INSTRUCTIONS TO FOLLOW:
Below are the records. List every line holding the word "writer".
[DATASET CONTENT — start]
PR #24985, opened 2026-07-21
CAMEL-24227: Add volatile to JMX-writable fields read on routing threads

gnodet:

## Summary

An audit of the Camel management layer revealed a systemic JMM-unsafe pattern across **15 engine classes (~50+ fields)**. Fields writable via JMX `@ManagedAttribute` setters are stored as plain (non-volatile) fields in engine classes, but read on routing threads without any memory visibility guarantee.

### Fix approach

- **Simple boolean/int/long fields**: added `volatile`. On x86 this compiles to the same instruction as a plain load, so there is **zero performance cost**. On ARM/POWER architectures with weaker memory ordering, this provides the required happens-before guarantee.

- **Compound writes** (three cases): replaced coupled field pairs with **immutable holder records** swapped atomically via a single volatile reference, ensuring routing threads always see consistent values:
  - `BacklogTracer`: `tracePattern`+`patterns` → `TracePatternHolder`, `traceFilter`+`predicate` → `TraceFilterHolder`
  - `DefaultTracer`: `tracePattern`+`patterns` → `TracePatternHolder`
  - `ThrottlingInflightRoutePolicy`: `maxInflightExchanges`+`resumeInflightExchanges` → `ThrottlingLimits`

### Affected classes (15 files)

| Engine class | Fields made volatile | Hot path |
|---|---|---|
| `BacklogTracer` | `enabled`, `standby`, `bodyMaxChars`, `bodyIncludeStreams`, `bodyIncludeFiles`, `includeExchangeProperties`, `includeExchangeVariables`, `includeException`, `backlogSize`, `activitySize`, `removeOnDump`, `activityEnabled`, `traceRests`, `traceTemplates` + holder records | `shouldTrace()`, `traceNode()` |
| `DefaultTracer` | `enabled`, `standby`, `traceRests`, `traceTemplates`, `traceBeforeAndAfterRoute` + holder record | `shouldTrace()` |
| `BaseProcessorSupport` | `disabled` | `CamelInternalProcessor.process()` |
| `BaseDelegateProcessorSupport` | `disabled` | `CamelInternalProcessor.process()` |
| `WrapProcessor` | `disabled` | `CamelInternalProcessor.process()` |
| `DefaultBacklogDebugger` | `fallbackTimeout`, `bodyMaxChars`, `bodyIncludeStreams`, `bodyIncludeFiles`, `includeExchangeProperties`, `includeExchangeVariables`, `includeException`, `singleStepIncludeStartEnd` | `NodeBreakpoint.beforeProcess()` |
| `TotalRequestsThrottler` | `timePeriodMillis` | `process()` |
| `AbstractThrottler` | `maxRequestsExpression` | `process()` |
| `DefaultStreamCachingStrategy` | `spoolThreshold`, `spoolUsedHeapMemoryThreshold`, `anySpoolRules`, `bufferSize` + `UtilizationStatistics.statisticsEnabled` | `shouldSpoolCache()` |
| `ThrottlingInflightRoutePolicy` | holder record for `maxInflightExchanges`+`resumeInflightExchanges` + `scope` | `throttle()` |
| `ThrottlingExceptionRoutePolicy` | `halfOpenAfter`, `failureWindow`, `failureThreshold` | `calculateState()` |
| `ManagedPerformanceCounter` | `statisticsEnabled` | `DefaultInstrumentationProcessor.before()` |
| `ScheduledPollConsumer` | `greedy`, `sendEmptyMessageWhenIdle`, `delay`, `initialDelay`, `timeUnit`, `useFixedDelay`, `runLoggingLevel` | `doRun()` |
| `Delayer` | `delay` | `calculateDelay()` |

### Bonus fix

`BacklogTracer.setTraceFilter(null)` previously nulled the filter string but never cleared the compiled `predicate`, leaving `shouldTrace()` evaluating a stale filter after the user cleared it via JMX. The `TraceFilterHolder` pattern atomically clears both. Added `BacklogTracerFilterClearTest` to cover this.

## Test plan

- [x] All 15 affected modules compile successfully
- [x] Core tests pass (throttler, backlog tracer, stream caching, scheduled poll, delayer)
- [x] Management tests pass (BacklogTracer, BacklogDebugger, Tracer, PerformanceCounter)
- [x] New `BacklogTracerFilterClearTest` verifies setTraceFilter(null) fix
- [x] ThrottlingInflightRoutePolicyTest passes with holder record changes
- [x] Code formatting verified clean
- [ ] Full CI


davsclaus (approved):

gnodet (commented):

## Review Summary

This PR addresses a systemic JMM-unsafe pattern across 12 engine classes where JMX-writable fields lacked memory visibility guarantees for routing threads. The fix is methodical and well-scoped: simple fields get `volatile`, and compound writes (three cases) are correctly replaced with immutable holder records swapped via a single volatile reference. After thorough analysis of all 12 files and their corresponding MBeans, the changes are correct and complete.

## What I Love

1. **The holder record pattern is textbook-perfect.** In all three compound-write cases (`BacklogTracer.TracePatternHolder`/`TraceFilterHolder`, `DefaultTracer.TracePatternHolder`, `ThrottlingInflightRoutePolicy.ThrottlingLimits`), the snapshot-then-use idiom reads the volatile reference exactly once into a local, guaranteeing routing threads never see a torn pair. The method signatures were also updated to pass the snapshot values as parameters (e.g., `shouldTracePattern(definition, ph.patterns())`, `startConsumer(size, consumer, resumeInflight)`) rather than re-reading the holder -- this is the right way to propagate a consistent snapshot through a call chain.

2. **The PR silently fixes a pre-existing bug in `BacklogTracer.setTraceFilter(null)`.** The old code set `traceFilter = null` but never cleared `predicate`, leaving `shouldTraceFilter()` evaluating a stale predicate after the filter was removed. The new code correctly sets `traceFilterHolder = null`, and the `if (fh != null)` guard in `shouldTrace()` skips the filter check entirely. The same fix applies to `setTracePattern(null)`.

3. **Discipline in scoping.** Fields only set during construction or lifecycle startup (e.g., `AbstractThrottler.rejectExecution`, `ScheduledPollConsumer.initialDelay`, `ScheduledPollConsumer.timeUnit`, `DefaultBacklogDebugger.suspendMode`) are correctly left non-volatile. The PR doesn't over-volatilize, which shows careful analysis of which fields are truly written by JMX at runtime vs. configured once before routing threads start.

## Findings

### Critical

None -- nice work!

### Important

None.

### Suggestions & Nits

**[Question]** `DefaultTracer.traceCounter` (line 62): This is a plain `long` that's incremented with `traceCounter++` on routing threads and read/reset via JMX (`ManagedTracer.getTraceCounter()`/`resetTraceCounter()`). Strictly speaking, this has two JMM issues: (a) visibility -- JMX reads may see stale values, and (b) atomicity -- the `++` is a non-atomic read-modify-write. `BacklogTracer` already uses `AtomicLong` for the same purpose. I understand this is the reverse direction (routing writes -> JMX reads, vs. this PR's focus on JMX writes -> routing reads), so it's out of scope. Would it be worth a follow-up ticket to align `DefaultTracer.traceCounter` with `BacklogTracer`'s `AtomicLong` pattern?

## Overall

Clean, well-reasoned concurrency fix. The approach of volatile for simple fields + immutable holders for compound state is the standard JMM-safe pattern, and it's applied consistently across all 12 classes. On x86 the volatile reads compile to plain loads (zero overhead); on ARM/POWER the memory barriers are exactly what's needed. The bonus fix for the stale-predicate bug in `setTraceFilter(null)` is a nice win. LGTM.

oscerd (commented):
Went through each field's read and write sites rather than just checking the modifier. The core of this is right: for every field the PR marks `volatile`, the reader side does a plain read with no compound action, so visibility is the correct and sufficient fix. The three genuine read-modify-write cases were correctly spotted and moved to immutable holders instead — that's the right distinction to draw, and it's the part these PRs usually get wrong.

Two things I'd like to see before this lands, plus one unrelated bug I tripped over.

### The sweep is incomplete for the `disabled` flag

`BaseProcessorSupport.disabled` is now volatile, but two siblings with the *identical* writer/reader pair were left plain:

- `core/camel-core-processor/src/main/java/org/apache/camel/processor/BaseDelegateProcessorSupport.java:31` — `private boolean disabled;`
- `core/camel-core-processor/src/main/java/org/apache/camel/processor/WrapProcessor.java:32` — `private boolean disabled;`

Both are written from JMX via `ManagedProcessor.enable()` / `disable()` (`core/camel-management/src/main/java/org/apache/camel/management/mbean/ManagedProcessor.java:232`, `:239` → `da.setDisabled(...)`) and read on the routing hot path at `core/camel-base-engine/src/main/java/org/apache/camel/impl/engine/CamelInternalProcessor.java:305` (`... instanceof DisabledAware da && da.isDisabled()`).

That matters because `BaseDelegateProcessorSupport` is the base of `FilterProcessor`, `LoopProcessor`, `CatchProcessor`, `FinallyProcessor`, `DelayProcessorSupport` (hence `Delayer`, which this PR *does* touch), `SagaProcessor` and others, while `WrapProcessor` is installed by the policy/transacted reifiers. So as it stands, `enable()`/`disable()` over JMX remains unreliable for the majority of processors it applies to — which is the exact bug this PR sets out to fix.

`DefaultStreamCachingStrategy.UtilizationStatistics.statisticsEnabled` looks like the same category and is in a file you're already editing: written from `ManagedStreamCachingStrategy.setStatisticsEnabled`, read on the caching path in `doCache`. Same pattern as `ManagedPerformanceCounter`, which you did make volatile.

### The `setTraceFilter(null)` fix needs a test

`BacklogTracer.setTraceFilter(null)` previously nulled `traceFilter` but left `predicate` at its old value, so `shouldTrace()` kept applying a filter the user had just cleared. Nulling the holder fixes it, and it's reachable over JMX through `ManagedBacklogTracer`. That's a genuine, deterministic bug fix rather than a visibility change — the project rule is that bug fixes come with a test, and this one is a plain unit test. Worth an upgrade-guide line too, since the observable behaviour changes.

### Correcting something I initially thought was a blocker

I want to flag this explicitly because it nearly went in as an API-break finding: `shouldTracePattern` in `DefaultTracer` gains a `String[] patterns` parameter, and `DefaultTracer` is public and non-final — but the method is `private`, not `protected`. So there is **no** source or binary break and no upgrade-guide obligation. Disregard if anyone raises it.

### Smaller points

- **`ScheduledPollConsumer.delay`**: `volatile` here has no practical effect. It's snapshot into the scheduler in `afterConfigured`-style setup (`scheduler.setDelay(delay)` and friends), not read from `run()` as the PR body's table suggests. More to the point, `initialDelay`, `timeUnit` and `useFixedDelay` are equally JMX-writable and read in the same place but were left plain — so the treatment is inconsistent either way. Suggest doing all four or none.
- **`ThrottlingInflightRoutePolicy.setResumePercentOfMax`** still does a read-modify-write across the pair (it reads `maxInflightExchanges` to compute the resume value), so two concurrent JMX writers can still publish a holder built from a mixed snapshot. The holder fixes reader-side tearing, not writer-side atomicity.
- **`resumeInflightExchanges`** is now write-only — `startConsumer` takes it as a parameter, there's no getter, and `toString()` doesn't use it. The default is also duplicated between the field initialisers and the literal `new ThrottlingLimits(...)`.
- **`ThrottlingInflightRoutePolicy` has no `@ManagedAttribute` at all** — it's a `@Metadata(label = "bean")` RoutePolicy. The "JMX-writable" framing doesn't apply to that class, though the visibility argument still holds for programmatic reconfiguration.
- **Reverse-direction gaps** (you flagged the first yourself): `DefaultTracer.traceCounter` is a plain `long` incremented non-atomically on routing threads and read/reset over JMX, and `Delayer.delayValue` likewise. Both are non-atomic on 32-bit JVMs. Worth a follow-up ticket rather than growing this PR.

### Unrelated bug in a file this PR touches

While tracing `statisticsEnabled` I found a live defect in `DefaultStreamCachingStrategy` on `main` — not introduced here, and not something I'd ask you to fix in this PR:

```java
void updateSpool(long size) {
    lock.lock();
    try {
        spoolAverageSize.set(spoolSize.addAndGet(size) / spoolCounter.incrementAndGet());
    } finally {
        lock.lock();     // should be unlock()
    }
}
```

`updateMemory` directly above it correctly calls `unlock()`. Because `lock` is a `ReentrantLock`, the calling thread doesn't self-deadlock — it just leaves the hold count at 2, permanently — but any *other* thread entering `updateSpool` blocks forever. It's reachable whenever stream-caching statistics are enabled and spooling to disk occurs. I've raised it separately so it doesn't get lost in this review.

CI is green. Nothing here is blocking from my side; the incomplete sweep is the one I'd most like addressed, since a partial fix here is easy to mistake for a complete one later.

---

core/camel-base-engine/src/main/java/org/apache/camel/impl/engine/DefaultTracer.java
```diff
@@ -347,7 +352,7 @@ protected void dumpTrace(String out, Object node) {
         }
     }
 
-    protected boolean shouldTracePattern(NamedNode definition) {
+    protected boolean shouldTracePattern(NamedNode definition, String[] patterns) {
```
davsclaus, line 355: This is a `protected` method in a public non-final class — oscerd's review dismissed this as `private`, but it is `protected` on `main` (line 350). The signature change from `shouldTracePattern(NamedNode)` to `shouldTracePattern(NamedNode, String[])` is a source/binary compatibility break for any downstream code extending `DefaultTracer` and overriding this method.

No known subclasses exist in the Camel codebase, and the class is in `camel-base-engine` (internal module), so practical risk is very low. Just flagging that the concern was dismissed on incorrect grounds.

core/camel-base-engine/src/main/java/org/apache/camel/impl/debugger/BacklogTracer.java
```diff
@@ -478,37 +484,41 @@ public void setTraceTemplates(boolean traceTemplates) {
...
-                predicate = camelContext.resolveLanguage(name).createPredicate(filter);
+                p = camelContext.resolveLanguage(name).createPredicate(filter);
             } else {
                 // use simple language by default
-                predicate = simple.createPredicate(filter);
+                p = simple.createPredicate(filter);
             }
+            this.traceFilterHolder = new TraceFilterHolder(filter, p);
+        } else {
+            this.traceFilterHolder = null;
```
davsclaus, line 521: This `else` branch fixes a pre-existing bug: the old code set `traceFilter = null` but never cleared `predicate`, so `shouldTrace()` would keep evaluating a stale predicate after the user cleared the filter via JMX. The fix is correct.

Since this is a deterministic behavior change (not just a visibility fix), it should have a test — e.g. set a filter, verify it's applied, clear it with `setTraceFilter(null)`, verify filtering is disabled.

davsclaus (commented):

## Review Summary

The core change is correct and valuable — volatile for simple fields, immutable holders for compound writes is textbook JMM-safe. CI is green and the scope is well-defined.

I want to flag one factual correction on oscerd's review and echo two of their actionable findings.

### Factual correction: `DefaultTracer.shouldTracePattern` IS `protected`, not `private`

oscerd's review dismissed the signature change saying "the method is `private`, not `protected`." This is incorrect — on `main` at line 350 the method is `protected boolean shouldTracePattern(NamedNode definition)`. The PR changes it to `protected boolean shouldTracePattern(NamedNode definition, String[] patterns)`. Since `DefaultTracer` is a public non-final class, this is technically a source/binary compatibility break for anyone extending it and overriding the method. There are no known subclasses in the codebase, and the class lives in `camel-base-engine` (internal), so the practical risk is very low — but the concern was incorrectly dismissed.

### Confirming: incomplete `disabled` sweep

oscerd correctly flagged that `BaseDelegateProcessorSupport.disabled` and `WrapProcessor.disabled` have the identical JMX-write / routing-read pattern as `BaseProcessorSupport.disabled` but were left plain. Since `BaseDelegateProcessorSupport` is the base of `FilterProcessor`, `LoopProcessor`, `CatchProcessor`, `FinallyProcessor`, `DelayProcessorSupport` and others, the `enable()`/`disable()` JMX operation remains unreliable for the majority of processors. Should be addressed in this PR or an explicit follow-up.

### Confirming: `setTraceFilter(null)` bugfix deserves a test

The old code set `traceFilter = null` but never cleared `predicate`, leaving `shouldTrace()` evaluating a stale predicate. The new holder pattern correctly fixes this. This is a deterministic behavior change that warrants a test per project conventions.

core/camel-base-engine/src/main/java/org/apache/camel/impl/engine/DefaultTracer.java
gnodet: _Claude Code on behalf of gnodet_

Acknowledged — you're right that `shouldTracePattern` is `protected`, not `private`. The signature change is technically a source/binary break for downstream subclasses. Since no known subclasses exist and the class is in `camel-base-engine` (internal), the practical risk is very low, but it's correctly flagged. Thank you for the correction.

core/camel-base-engine/src/main/java/org/apache/camel/impl/debugger/BacklogTracer.java
gnodet: _Claude Code on behalf of gnodet_

Good catch — added `BacklogTracerFilterClearTest` in d999aab0c95. The test verifies the full lifecycle: set filter → trace with filter → clear filter → trace without filter. It confirms the stale-predicate bug is fixed by the holder pattern.

gnodet:

## Review feedback addressed in d999aab0c95

All actionable findings from @oscerd and @davsclaus have been addressed:

### 1. Incomplete `disabled` sweep (oscerd, confirmed by davsclaus)
Added `volatile` to:
- `BaseDelegateProcessorSupport.disabled` — base of `FilterProcessor`, `LoopProcessor`, `CatchProcessor`, `FinallyProcessor`, `DelayProcessorSupport`, etc.
- `WrapProcessor.disabled` — installed by policy/transacted reifiers

Both are written from JMX via `ManagedProcessor.enable()`/`disable()` and read on the routing hot path at `CamelInternalProcessor:305`.

### 2. `statisticsEnabled` in `DefaultStreamCachingStrategy` (oscerd)
Added `volatile` to `UtilizationStatistics.statisticsEnabled` — written from `ManagedStreamCachingStrategy.setStatisticsEnabled`, read on the caching path.

### 3. `ScheduledPollConsumer` inconsistency (oscerd)
Added `volatile` to `initialDelay`, `timeUnit`, and `useFixedDelay` for consistency with `delay` which was already volatile. All four are equally JMX-writable via `ManagedScheduledPollConsumer`.

### 4. `setTraceFilter(null)` test (oscerd, confirmed by davsclaus)
Added `BacklogTracerFilterClearTest` that verifies the full lifecycle: set filter → trace with filter active → clear filter via `setTraceFilter(null)` → verify messages are traced without filter. Confirms the stale-predicate bug is fixed by the `TraceFilterHolder` pattern.

### 5. `shouldTracePattern` is protected, not private (davsclaus)
Acknowledged — the signature change from `shouldTracePattern(NamedNode)` to `shouldTracePattern(NamedNode, String[])` is technically a source/binary break. No known subclasses exist and the class is in `camel-base-engine` (internal), so practical risk is very low.

### Items noted as out-of-scope (follow-up tickets)
- `DefaultTracer.traceCounter` should be `AtomicLong` (reverse-direction gap)
- `ThrottlingInflightRoutePolicy.setResumePercentOfMax` writer-side atomicity
- `DefaultStreamCachingStrategy.updateSpool` has `lock.lock()` instead of `unlock()` (unrelated bug, raised separately by oscerd)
[DATASET CONTENT — finish]
PROBLEM SOLUTION:
`BaseProcessorSupport.disabled` is now volatile, but two siblings with the *identical* writer/reader pair were left plain:
- **`ThrottlingInflightRoutePolicy.setResumePercentOfMax`** still does a read-modify-write across the pair (it reads `maxInflightExchanges` to compute the resume value), so two concurrent JMX writers can still publish a holder built from a mixed snapshot. The holder fixes reader-side tearing, not writer-side atomicity.
- `ThrottlingInflightRoutePolicy.setResumePercentOfMax` writer-side atomicity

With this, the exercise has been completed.